### WORK REQUIRED
All records are to be restated exactly, each line as it reads.

### SUPPLIED ENTRIES
PR #121, opened 2018-04-04
Setting min/mag filters to linear filtering on init.

Rinnegatamante:
This fixes graphics in some homebrews (Happy Land for example) and stops homebrews from spamming on console for unimplemented mag/min filters translations.


src/emulator/modules/SceGxm/SceGxm.cpp
```diff
@@ -1667,6 +1667,7 @@ EXPORT(int, sceGxmTextureInitLinear, SceGxmTexture *texture, Ptr<const void> dat
     texture->data_addr = data.address() >> 2;
     texture->swizzle_format = (texFormat & 0x7000) >> 12;
     texture->normalize_mode = 1;
+    texture->min_filter = texture->mag_filter = SCE_GXM_TEXTURE_FILTER_LINEAR;
```
VelocityRa: should be 2 separate lines imo

petmac: Apart from that it's all good.

PR #124, opened 2018-04-04
[gxm] Using error() whenever an error is returned.

Rinnegatamante:


VelocityRa:
You could use `__FUNCTION__` everywhere as the string to pass `error`.

VelocityRa:
Or we could just use the logging system (`LOG_ERROR_IF`) to avoid all that altogether.

VelocityRa:
I found this
```cpp
 #if __STDC_VERSION__ < 199901L
 # if __GNUC__ >= 2
 #  define __func__ __FUNCTION__
 # else
 #  define __func__ "<unknown>"
 # endif
 #endif
```
that guarantees it existing. I'll add it in `types.h` to my Fixes PR.

PR #132, opened 2018-04-07
IO refactoring

VelocityRa:
- `VitaPartition` enum class
- Translation function instead of string compares
- Joined ux0/uma0 code paths
- Run clang-format

~~Just io.cpp changed.~~


VelocityRa:
Hm I thought about that so that I don't need to define everything twice, but sounds a bit too much work for what it's worth. I'll try it and see how it goes.

VelocityRa:
yea it was easy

### EXPECTED ANSWER
PR #121, opened 2018-04-04
Setting min/mag filters to linear filtering on init.

Rinnegatamante:
This fixes graphics in some homebrews (Happy Land for example) and stops homebrews from spamming on console for unimplemented mag/min filters translations.


src/emulator/modules/SceGxm/SceGxm.cpp
```diff
@@ -1667,6 +1667,7 @@ EXPORT(int, sceGxmTextureInitLinear, SceGxmTexture *texture, Ptr<const void> dat
     texture->data_addr = data.address() >> 2;
     texture->swizzle_format = (texFormat & 0x7000) >> 12;
     texture->normalize_mode = 1;
+    texture->min_filter = texture->mag_filter = SCE_GXM_TEXTURE_FILTER_LINEAR;
```
VelocityRa: should be 2 separate lines imo

petmac: Apart from that it's all good.

PR #124, opened 2018-04-04
[gxm] Using error() whenever an error is returned.

Rinnegatamante:


VelocityRa:
You could use `__FUNCTION__` everywhere as the string to pass `error`.

VelocityRa:
Or we could just use the logging system (`LOG_ERROR_IF`) to avoid all that altogether.

VelocityRa:
I found this
```cpp
 #if __STDC_VERSION__ < 199901L
 # if __GNUC__ >= 2
 #  define __func__ __FUNCTION__
 # else
 #  define __func__ "<unknown>"
 # endif
 #endif
```
that guarantees it existing. I'll add it in `types.h` to my Fixes PR.

PR #132, opened 2018-04-07
IO refactoring

VelocityRa:
- `VitaPartition` enum class
- Translation function instead of string compares
- Joined ux0/uma0 code paths
- Run clang-format

~~Just io.cpp changed.~~


VelocityRa:
Hm I thought about that so that I don't need to define everything twice, but sounds a bit too much work for what it's worth. I'll try it and see how it goes.

VelocityRa:
yea it was easy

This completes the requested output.